::: Entries provided :::

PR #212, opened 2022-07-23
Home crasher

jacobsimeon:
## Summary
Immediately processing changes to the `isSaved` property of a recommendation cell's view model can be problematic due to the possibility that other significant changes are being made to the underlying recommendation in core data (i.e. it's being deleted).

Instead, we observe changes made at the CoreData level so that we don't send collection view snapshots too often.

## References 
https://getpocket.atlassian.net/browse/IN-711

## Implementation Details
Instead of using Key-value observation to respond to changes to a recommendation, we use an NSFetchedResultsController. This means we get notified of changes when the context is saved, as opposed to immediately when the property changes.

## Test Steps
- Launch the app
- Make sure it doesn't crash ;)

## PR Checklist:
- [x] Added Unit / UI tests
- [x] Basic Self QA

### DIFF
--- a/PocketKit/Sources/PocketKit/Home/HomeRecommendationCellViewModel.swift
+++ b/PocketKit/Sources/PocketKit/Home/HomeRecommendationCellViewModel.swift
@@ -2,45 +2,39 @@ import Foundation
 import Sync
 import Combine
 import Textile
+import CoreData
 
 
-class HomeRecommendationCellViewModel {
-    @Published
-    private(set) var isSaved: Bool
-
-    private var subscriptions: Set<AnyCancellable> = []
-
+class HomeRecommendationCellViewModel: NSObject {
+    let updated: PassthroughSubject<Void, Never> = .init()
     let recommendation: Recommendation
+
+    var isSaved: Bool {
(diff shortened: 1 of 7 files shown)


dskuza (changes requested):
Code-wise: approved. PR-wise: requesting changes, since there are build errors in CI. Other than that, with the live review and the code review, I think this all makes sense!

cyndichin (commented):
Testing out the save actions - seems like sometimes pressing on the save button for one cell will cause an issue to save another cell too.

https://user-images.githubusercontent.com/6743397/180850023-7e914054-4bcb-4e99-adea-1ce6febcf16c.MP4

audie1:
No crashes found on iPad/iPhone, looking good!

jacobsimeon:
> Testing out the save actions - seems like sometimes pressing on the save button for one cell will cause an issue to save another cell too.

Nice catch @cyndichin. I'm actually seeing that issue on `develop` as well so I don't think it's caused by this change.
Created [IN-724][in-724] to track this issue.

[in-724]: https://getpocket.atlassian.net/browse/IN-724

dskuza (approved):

:::
::: Entries provided :::

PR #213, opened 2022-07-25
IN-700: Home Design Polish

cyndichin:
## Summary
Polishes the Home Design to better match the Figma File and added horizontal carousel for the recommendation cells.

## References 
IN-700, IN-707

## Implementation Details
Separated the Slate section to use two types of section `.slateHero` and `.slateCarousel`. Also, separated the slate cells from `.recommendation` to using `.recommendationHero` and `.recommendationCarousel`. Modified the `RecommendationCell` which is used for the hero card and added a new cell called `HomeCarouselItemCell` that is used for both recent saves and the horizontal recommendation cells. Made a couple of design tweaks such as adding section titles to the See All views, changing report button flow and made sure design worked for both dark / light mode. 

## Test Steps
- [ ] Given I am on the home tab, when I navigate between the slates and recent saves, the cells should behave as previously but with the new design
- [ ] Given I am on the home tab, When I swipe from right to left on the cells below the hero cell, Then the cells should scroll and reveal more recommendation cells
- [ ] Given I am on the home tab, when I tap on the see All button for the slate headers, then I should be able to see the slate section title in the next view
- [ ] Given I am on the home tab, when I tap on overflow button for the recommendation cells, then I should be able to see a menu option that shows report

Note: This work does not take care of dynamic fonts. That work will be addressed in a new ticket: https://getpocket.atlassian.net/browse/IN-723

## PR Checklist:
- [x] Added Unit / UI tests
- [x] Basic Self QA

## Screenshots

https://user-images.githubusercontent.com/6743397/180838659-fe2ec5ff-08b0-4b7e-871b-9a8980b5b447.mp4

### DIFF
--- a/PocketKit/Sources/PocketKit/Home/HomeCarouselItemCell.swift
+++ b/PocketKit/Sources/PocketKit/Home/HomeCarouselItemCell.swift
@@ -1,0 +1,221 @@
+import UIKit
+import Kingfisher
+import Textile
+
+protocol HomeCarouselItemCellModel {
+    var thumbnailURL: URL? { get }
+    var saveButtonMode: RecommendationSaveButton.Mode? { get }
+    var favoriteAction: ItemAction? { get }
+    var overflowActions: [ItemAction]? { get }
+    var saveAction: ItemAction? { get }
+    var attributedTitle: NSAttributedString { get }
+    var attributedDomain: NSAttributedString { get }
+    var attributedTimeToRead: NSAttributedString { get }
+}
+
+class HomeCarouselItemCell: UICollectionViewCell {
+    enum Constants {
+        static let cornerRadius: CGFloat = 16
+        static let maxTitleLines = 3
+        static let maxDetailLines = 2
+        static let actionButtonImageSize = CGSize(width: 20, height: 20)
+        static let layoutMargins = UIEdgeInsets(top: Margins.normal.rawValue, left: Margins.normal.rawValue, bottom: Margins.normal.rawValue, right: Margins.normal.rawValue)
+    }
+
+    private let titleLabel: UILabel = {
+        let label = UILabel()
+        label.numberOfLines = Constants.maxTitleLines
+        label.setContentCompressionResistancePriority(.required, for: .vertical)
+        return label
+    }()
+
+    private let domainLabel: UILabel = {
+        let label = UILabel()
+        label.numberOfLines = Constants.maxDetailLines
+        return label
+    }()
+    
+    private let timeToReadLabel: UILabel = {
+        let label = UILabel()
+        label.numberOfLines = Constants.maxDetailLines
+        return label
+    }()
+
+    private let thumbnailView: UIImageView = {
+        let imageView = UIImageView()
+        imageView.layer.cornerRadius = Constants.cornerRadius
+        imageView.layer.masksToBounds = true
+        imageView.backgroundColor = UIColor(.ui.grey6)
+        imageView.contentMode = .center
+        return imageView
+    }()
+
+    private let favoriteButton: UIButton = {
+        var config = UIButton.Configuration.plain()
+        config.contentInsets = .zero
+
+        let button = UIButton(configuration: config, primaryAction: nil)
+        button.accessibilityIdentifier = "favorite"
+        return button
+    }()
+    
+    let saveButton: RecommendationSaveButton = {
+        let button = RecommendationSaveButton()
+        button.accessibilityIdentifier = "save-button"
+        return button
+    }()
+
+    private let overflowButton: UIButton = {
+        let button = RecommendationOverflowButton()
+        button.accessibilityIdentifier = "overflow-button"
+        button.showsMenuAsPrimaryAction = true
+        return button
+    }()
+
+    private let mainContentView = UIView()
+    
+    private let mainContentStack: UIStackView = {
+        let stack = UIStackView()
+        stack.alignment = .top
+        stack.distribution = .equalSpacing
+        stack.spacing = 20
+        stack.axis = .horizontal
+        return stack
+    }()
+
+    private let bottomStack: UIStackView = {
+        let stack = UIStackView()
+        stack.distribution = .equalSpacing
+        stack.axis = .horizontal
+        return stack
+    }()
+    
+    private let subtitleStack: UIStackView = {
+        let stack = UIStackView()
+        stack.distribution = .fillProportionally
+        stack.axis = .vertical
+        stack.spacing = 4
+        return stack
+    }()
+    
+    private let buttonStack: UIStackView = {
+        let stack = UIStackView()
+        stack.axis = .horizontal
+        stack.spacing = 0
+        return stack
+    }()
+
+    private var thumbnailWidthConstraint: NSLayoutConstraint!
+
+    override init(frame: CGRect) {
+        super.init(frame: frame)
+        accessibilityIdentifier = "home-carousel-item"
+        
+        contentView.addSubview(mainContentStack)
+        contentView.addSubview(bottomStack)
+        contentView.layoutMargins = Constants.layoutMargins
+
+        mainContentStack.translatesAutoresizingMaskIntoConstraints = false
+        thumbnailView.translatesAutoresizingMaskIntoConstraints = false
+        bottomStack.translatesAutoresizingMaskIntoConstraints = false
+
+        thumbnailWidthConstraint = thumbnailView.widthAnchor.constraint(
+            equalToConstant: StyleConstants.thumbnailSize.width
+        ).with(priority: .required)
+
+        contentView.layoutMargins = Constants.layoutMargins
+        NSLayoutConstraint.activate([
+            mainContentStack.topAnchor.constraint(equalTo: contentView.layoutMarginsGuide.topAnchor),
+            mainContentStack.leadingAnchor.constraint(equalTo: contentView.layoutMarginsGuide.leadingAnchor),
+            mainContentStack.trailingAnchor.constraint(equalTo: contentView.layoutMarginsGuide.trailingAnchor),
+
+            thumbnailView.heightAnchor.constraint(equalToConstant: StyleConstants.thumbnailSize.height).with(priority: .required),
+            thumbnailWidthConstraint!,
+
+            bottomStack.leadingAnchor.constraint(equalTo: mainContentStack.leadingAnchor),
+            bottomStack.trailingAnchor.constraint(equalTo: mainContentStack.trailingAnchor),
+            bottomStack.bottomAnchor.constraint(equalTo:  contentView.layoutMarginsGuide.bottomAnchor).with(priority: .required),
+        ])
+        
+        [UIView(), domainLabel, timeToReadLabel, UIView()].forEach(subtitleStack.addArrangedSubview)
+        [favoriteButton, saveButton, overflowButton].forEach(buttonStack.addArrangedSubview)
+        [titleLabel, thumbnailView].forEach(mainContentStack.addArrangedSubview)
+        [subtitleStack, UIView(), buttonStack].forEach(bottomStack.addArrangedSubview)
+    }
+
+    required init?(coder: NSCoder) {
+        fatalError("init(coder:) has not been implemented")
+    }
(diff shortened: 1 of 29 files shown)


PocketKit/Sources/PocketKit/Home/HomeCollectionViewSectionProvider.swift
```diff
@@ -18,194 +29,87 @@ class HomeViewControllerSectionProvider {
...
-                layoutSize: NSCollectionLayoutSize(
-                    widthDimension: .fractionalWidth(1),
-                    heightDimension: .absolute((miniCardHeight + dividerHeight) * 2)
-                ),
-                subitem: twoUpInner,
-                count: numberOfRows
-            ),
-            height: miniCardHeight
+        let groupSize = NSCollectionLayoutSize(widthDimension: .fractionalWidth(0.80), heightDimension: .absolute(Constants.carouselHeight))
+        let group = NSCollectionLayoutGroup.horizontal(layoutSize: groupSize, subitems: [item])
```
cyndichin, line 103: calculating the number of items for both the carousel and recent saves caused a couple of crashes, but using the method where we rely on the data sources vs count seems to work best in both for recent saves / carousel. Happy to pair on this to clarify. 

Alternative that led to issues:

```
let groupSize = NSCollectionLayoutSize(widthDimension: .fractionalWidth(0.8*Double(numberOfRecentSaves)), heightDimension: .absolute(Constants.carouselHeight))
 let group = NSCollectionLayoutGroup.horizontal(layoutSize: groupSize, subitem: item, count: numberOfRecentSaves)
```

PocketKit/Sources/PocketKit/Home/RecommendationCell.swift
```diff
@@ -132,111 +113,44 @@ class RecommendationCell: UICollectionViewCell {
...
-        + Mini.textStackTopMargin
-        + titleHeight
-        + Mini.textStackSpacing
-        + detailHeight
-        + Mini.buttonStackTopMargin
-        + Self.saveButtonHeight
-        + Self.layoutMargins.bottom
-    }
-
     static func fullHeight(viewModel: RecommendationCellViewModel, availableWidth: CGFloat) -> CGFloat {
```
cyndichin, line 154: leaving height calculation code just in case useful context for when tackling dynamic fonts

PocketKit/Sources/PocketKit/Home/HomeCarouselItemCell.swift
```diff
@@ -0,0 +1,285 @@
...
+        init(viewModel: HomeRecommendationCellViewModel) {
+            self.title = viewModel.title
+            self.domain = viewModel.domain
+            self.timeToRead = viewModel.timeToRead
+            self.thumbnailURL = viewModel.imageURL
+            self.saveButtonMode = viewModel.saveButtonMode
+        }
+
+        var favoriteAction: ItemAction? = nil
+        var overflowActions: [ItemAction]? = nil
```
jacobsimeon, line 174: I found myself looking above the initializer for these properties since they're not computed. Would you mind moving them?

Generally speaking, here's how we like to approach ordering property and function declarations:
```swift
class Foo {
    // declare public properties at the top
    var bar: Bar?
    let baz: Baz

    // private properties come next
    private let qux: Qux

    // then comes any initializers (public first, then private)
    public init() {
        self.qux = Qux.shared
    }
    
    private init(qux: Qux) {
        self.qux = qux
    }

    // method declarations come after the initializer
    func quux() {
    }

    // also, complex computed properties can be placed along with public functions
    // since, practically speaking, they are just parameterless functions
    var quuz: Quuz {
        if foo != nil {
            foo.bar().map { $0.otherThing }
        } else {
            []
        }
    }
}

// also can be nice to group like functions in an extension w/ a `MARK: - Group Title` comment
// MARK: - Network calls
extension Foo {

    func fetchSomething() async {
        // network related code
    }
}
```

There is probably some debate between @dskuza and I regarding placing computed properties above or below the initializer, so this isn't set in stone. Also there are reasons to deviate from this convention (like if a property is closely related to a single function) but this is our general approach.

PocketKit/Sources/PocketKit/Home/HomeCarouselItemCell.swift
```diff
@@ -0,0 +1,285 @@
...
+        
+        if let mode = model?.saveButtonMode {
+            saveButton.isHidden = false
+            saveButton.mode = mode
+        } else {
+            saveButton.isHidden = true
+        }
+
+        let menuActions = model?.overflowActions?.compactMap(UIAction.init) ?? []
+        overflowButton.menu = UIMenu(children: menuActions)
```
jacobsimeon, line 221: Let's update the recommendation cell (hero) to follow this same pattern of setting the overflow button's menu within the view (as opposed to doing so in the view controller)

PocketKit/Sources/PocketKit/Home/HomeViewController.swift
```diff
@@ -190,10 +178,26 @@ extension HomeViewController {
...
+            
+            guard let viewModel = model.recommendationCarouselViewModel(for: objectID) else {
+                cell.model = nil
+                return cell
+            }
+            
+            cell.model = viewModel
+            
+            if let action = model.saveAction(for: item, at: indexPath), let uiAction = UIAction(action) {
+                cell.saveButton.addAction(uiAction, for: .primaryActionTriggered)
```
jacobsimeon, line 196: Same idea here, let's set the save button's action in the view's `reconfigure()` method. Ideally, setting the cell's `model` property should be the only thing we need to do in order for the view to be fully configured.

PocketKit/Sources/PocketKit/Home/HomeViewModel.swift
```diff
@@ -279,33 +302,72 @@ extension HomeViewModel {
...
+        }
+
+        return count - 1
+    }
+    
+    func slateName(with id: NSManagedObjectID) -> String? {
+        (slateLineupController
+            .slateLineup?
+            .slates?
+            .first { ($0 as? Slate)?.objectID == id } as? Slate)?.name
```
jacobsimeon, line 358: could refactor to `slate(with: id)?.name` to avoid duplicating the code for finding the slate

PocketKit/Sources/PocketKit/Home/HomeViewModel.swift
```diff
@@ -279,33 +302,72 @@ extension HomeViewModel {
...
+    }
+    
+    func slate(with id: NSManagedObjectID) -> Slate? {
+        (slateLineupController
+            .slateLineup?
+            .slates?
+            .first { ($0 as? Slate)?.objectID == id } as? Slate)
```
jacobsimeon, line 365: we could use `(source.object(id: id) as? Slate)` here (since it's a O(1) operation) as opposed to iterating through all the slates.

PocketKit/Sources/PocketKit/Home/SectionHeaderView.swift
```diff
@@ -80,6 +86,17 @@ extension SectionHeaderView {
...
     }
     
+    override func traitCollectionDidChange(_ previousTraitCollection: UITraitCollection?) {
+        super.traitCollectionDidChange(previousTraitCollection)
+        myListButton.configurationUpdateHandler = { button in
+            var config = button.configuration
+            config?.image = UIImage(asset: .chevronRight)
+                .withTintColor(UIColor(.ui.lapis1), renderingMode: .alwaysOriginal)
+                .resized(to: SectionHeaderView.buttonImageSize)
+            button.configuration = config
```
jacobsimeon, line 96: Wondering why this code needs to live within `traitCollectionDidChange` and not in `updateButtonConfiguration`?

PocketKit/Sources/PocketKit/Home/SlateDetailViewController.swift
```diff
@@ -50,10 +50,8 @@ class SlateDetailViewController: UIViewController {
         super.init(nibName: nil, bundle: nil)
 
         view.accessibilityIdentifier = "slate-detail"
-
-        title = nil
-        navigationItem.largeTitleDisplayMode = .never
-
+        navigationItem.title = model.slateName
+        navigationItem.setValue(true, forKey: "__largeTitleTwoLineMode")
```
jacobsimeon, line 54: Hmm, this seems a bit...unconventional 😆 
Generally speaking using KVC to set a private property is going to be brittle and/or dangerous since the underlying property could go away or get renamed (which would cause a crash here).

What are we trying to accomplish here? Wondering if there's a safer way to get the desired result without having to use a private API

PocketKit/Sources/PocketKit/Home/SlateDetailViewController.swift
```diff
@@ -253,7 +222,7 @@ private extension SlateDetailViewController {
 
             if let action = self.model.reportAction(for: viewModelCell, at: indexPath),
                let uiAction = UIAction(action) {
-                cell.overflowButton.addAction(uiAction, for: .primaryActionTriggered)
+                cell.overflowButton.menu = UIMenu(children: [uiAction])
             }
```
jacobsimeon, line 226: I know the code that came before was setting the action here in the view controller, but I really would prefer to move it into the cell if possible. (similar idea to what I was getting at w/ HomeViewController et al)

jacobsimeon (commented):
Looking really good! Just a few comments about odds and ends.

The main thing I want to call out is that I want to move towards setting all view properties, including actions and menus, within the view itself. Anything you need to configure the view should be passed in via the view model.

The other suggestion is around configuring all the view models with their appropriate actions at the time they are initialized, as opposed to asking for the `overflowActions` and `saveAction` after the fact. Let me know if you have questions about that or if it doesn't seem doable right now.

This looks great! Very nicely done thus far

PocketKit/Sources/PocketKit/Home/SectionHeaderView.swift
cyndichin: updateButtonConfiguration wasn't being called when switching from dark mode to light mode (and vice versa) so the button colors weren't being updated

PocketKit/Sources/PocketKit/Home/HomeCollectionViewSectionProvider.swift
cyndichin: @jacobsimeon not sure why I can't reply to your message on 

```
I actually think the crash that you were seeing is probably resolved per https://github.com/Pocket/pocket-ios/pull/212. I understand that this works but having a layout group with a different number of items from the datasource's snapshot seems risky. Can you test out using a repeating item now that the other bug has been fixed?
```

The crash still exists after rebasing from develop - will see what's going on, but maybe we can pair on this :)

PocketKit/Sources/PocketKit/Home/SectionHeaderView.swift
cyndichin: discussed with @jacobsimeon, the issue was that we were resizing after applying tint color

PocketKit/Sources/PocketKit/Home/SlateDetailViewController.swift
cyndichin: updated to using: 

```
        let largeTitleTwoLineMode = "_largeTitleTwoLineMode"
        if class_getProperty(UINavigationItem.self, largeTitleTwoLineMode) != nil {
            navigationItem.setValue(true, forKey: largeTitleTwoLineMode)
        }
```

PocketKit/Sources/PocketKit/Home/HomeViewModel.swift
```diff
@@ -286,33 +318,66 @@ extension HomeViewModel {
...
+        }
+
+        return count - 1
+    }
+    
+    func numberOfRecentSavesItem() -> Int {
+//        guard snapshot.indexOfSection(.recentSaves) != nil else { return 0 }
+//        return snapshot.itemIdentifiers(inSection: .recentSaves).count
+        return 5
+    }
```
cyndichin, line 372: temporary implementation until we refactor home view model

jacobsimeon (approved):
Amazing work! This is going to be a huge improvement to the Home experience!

:::

Search the data and copy each line containing "thumbnailView".

+    private let thumbnailView: UIImageView = {
+        thumbnailView.translatesAutoresizingMaskIntoConstraints = false
+        thumbnailWidthConstraint = thumbnailView.widthAnchor.constraint(
+            thumbnailView.heightAnchor.constraint(equalToConstant: StyleConstants.thumbnailSize.height).with(priority: .required),
+        [titleLabel, thumbnailView].forEach(mainContentStack.addArrangedSubview)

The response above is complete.